Work item:
Output each line of the data word for word, from the first through the line that holds "This PR makes", and leave off whatever follows.

Data in this exercise:
[Start of Attachment]
PR #203, opened 2026-03-17
CVE arg

marcosps:
This PR makes the --cve to go away. The only disadvantgage right now is that we can't really use random names for a bsc, since we rely on the bsc to get the CVE. The only change here is that, if we use --no-check, then the bsc doesn't matter, because we don't run scan, and so we don't need to CVE number.


klpbuild/plugins/setup.py
```diff
@@ -161,7 +155,8 @@ def setup_codestreams(lp_name, data):
         all_codestreams = get_supported_codestreams()
         codestreams = utils.filter_codestreams(data["lp_filter"], all_codestreams)
     else:
-        _, upstream, patched_cs, codestreams = scan(data["cve"], data["conf"],
+        _cve = bugzilla.get_bug_cve(bugzilla.get_bug(lp_name.replace("bsc", "")))
```
fgyanz: I'd propose having `lp_name.replace("bsc", "")` inside bugzilla:get_bug. We mostly use "bsc..." string within klp-build, but bugzilla requires just the id values. So stripping off the "bsc" automatically makes sense imho.

Also, why use `_cve` as variable name instead of plain `cve`?

fgyanz (commented):
Just some small nitpicking from my side. Thanks a lot for adding this!

klpbuild/plugins/setup.py
marcosps: Thanks for the suggestion of removing the bsc prefix on bugzilla. Done here locally!

The `_cve` variable is because later on there is a call to set_codestreams_data, which already has an argument `cve`. But either way I changed it back to `cve`. Thanks!

fgyanz (approved):
LGTM!

PR #204, opened 2026-03-19
templ: fix regexp to find incomplete struct declaration

vmezzela:
The regexp is broken when there are more than one '*':

Given the input 'struct nlattr **tca', the regexp:

- before this patch matched 'struct nlatt'
- now matches 'struct nlattr'


fgyanz (approved):
Makes sense! LGTM!

marcosps (approved):
Would it be nice if we have a test for it? Maybe extracting this functionatlity into a different function and call it from a test.

Either way, that fixes an issue, so we merge it and think about a test in the future. Thanks a log!

PR #206, opened 2026-03-19
extract: keep original output during extract

vmezzela:
Storing the initial output of klp-ccp allows to detect nasty regexp bug on the cleanup side by checking the diffs.


marcosps (approved):
This is something necessary whenever we are in doubt about if we messed up with something or not. Thanks you very much for this PR!

fgyanz (approved):
Agreed! Very useful :) LGTM

PR #208, opened 2026-03-23
setup: assert and log CVE retrieved from bugzilla

vmezzela:
Just a minor adjustment after merging #203 as I find the log useful.


fgyanz (approved):
Makes sense. LGTM!

marcosps (approved):
LGTM!

PR #209, opened 2026-03-23
setup: add --add-patches option to specify prerequisite patches

vmezzela:
It happens often that the extract command fails to apply the backports on the kernel sources. This usually happens because there are missing patches that needs to be pulled in and applied to the source before the backports to prepare the code context. This PR introduces the `--prereq` option to instruct klp-build to grab more patches and apply them before the backports.

### DIFF
--- a/klp-build.1
+++ b/klp-build.1
@@ -189,6 +189,13 @@ will be livepatched instead.
 .TP
 .BI --archs " {ppc64le,s390x,x86_64} [{ppc64le,s390x,x86_64} ...]"
 Supported architectures for this livepatch.
+.TP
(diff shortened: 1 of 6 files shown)


vmezzela:
Force pushed to change `--prereq` to `--add-patches`.

marcosps (approved):
LGTM! I believe that @fgyanz will also ask for the new option to be included in the man page :)

vmezzela:
> LGTM! I believe that @fgyanz will also ask for the new option to be included in the man page :)

Oh right, let me add it :P

fgyanz (approved):
LGTM! Thanks!

PR #211, opened 2026-03-24
format-patches: don't bail out when ccp groups are missing

vmezzela:
If for any reason I dropped the `ccp` directory, then I cannot run `format-patches` as it requires the `groups` file.


fgyanz:
Thanks! The changes are sound and good enough as is. However, I would like to propose a different approach in case you hadn't thought about it: As a fallback, derive the groups from the livepatch branches name. This is an uncommon case, so I don't know if it's worth the effort. So, again, I'm perfectly okay merging as is :)

vmezzela:
Right, that's also another option!

fgyanz (approved):

marcosps (approved):
It's  a valid use case. LGTM!

PR #214, opened 2026-03-30
scripts/run-kgr-test: Remove /home/nstange fallback path

fgyanz:


vmezzela (approved):
lgtm!

marcosps (approved):
I believe that we can start trimming down the run-kgr-test script, since we are defaulting to store things on /home/klp, but this can be done in the future!

LGTM!

PR #215, opened 2026-04-08
Check livepatch EOL

fgyanz:
Print the livepatch EOL (End Of Life) during `scan` and warn if all the affected codestreams will become unsupported in less than 30 days. In such case, the developer might choose to skip working on this CVE.


vmezzela (approved):
lgtm!

marcosps (approved):
LGTM, thanks!

PR #216, opened 2026-04-09
Fix pylint reported warnings and errors

fgyanz:
The github CI tests were not executed on recent PRs because the pylint check was failing before that point. There were many new warning that had lowered the quality score to 9.77/10 , while the threshold limit is set at 9.83. This PR fixes as much warnings and errors as possible in order to reach the threshold again.

Fixes:
- Use UPPER_CASE for module-level mutable state variables
- Replace dangerous mutable default arguments with None
- Fix logging f-string interpolation to use lazy % formatting
- Narrow broad Exception catches to specific types
- Fix bad indentation, trailing whitespace/newlines
- Rename loop variable shadowing 'patch' module import
- Disable global-statement (legitimate lazy-init pattern)

### DIFF
--- a/.pylintrc
+++ b/.pylintrc
@@ -94,6 +94,7 @@ disable=raw-checker-failed,
         wrong-import-position,
         unspecified-encoding,
         fixme,
+        global-statement,
 
 # Enable the message, report, category or checker with the given id(s). You can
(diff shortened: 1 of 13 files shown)


marcosps (approved):
Thanks a lot for improving it!

vmezzela (approved):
[End of Attachment]
Written reply:
PR #203, opened 2026-03-17
CVE arg

marcosps:
This PR makes the --cve to go away. The only disadvantgage right now is that we can't really use random names for a bsc, since we rely on the bsc to get the CVE. The only change here is that, if we use --no-check, then the bsc doesn't matter, because we don't run scan, and so we don't need to CVE number.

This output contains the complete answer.